1. Metallized, unsaturated polymer anions stabilized by coordinate bonding and having a high proportion of cis double bonds, capable of being prepared by polymerisation of unsaturated monomers in the presence of rare-earth-metal catalysts, with the proviso that the polymers that are obtained in this way contain 1.0 to 1000 mmol of active hydrogen atoms per 100 g of polymer, and by subsequent reaction of the polymers that are obtained with reagents capable of coordinate bonding in the presence of organometallic compounds, the organometallic compounds being employed in quantities from 1.0 to 1000 mmol per 100 g of polymer.
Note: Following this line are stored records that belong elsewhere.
PR #4215, opened 2025-12-17
Nest generated code to permit `#[allow(...)]` pragma.

crutcher:
Some existing codegen generated unused variables / statements. Those could be stripped by the generators; but will be stripped by the compiler anyway.

### Checklist


crutcher:
@antimora , @laggui are your feelings about this *specific* issue stronger or weaker than the objection you'd raise if I turned on "all warnings are errors" at compile time?

Because I'm trying to squelch enough warnings that I can sell that.

antimora:
> @antimora , @laggui are your feelings about this _specific_ issue stronger or weaker than the objection you'd raise if I turned on "all warnings are errors" at compile time?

2. Process for preparing metallized, unsaturated polymer anions stabilized by coordinate bonding and having a high proportion of cis double bonds, characterised in that unsaturated monomers are polymerised in the presence of rare-earth-metal catalysts, with the proviso that the polymers that are obtained in this way contain 1.0 to 1000 mmol of active hydrogen atoms per 100 g of polymer, and the polymer that is obtained is subsequently caused to react with reagents capable of coordinate bonding in the presence of organometallic compounds, the organometallic compounds being employed in quantities from 1.0 to 1000 mmol per 100 g of polymer.

3. Use of the metallized polymer anions according to claim 1 for the preparation of graft polymers that are obtained by reaction of the metallized polymer anions with anionically polymerisable, non-polar monomers.

4. Use of the graft polymers according to claim 3 for the preparation of rubber mouldings of all types and also for modifying the impact strength of thermoplastics.